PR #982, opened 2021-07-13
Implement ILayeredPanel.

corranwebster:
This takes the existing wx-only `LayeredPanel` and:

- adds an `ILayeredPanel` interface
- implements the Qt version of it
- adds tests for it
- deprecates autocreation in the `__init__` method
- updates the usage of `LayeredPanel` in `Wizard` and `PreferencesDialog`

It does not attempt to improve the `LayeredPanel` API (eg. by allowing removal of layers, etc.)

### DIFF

=======

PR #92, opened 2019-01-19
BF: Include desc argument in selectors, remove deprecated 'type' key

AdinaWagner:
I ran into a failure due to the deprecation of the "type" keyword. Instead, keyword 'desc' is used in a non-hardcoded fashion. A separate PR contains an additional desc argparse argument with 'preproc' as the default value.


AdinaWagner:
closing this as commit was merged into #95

=======

▶ [TASK TO COMPLETE]: For the string "ILayeredPanel", find every line of the material that contains it, and copy each one.

▶ [SOLUTION BELOW]:
Implement ILayeredPanel.
- adds an `ILayeredPanel` interface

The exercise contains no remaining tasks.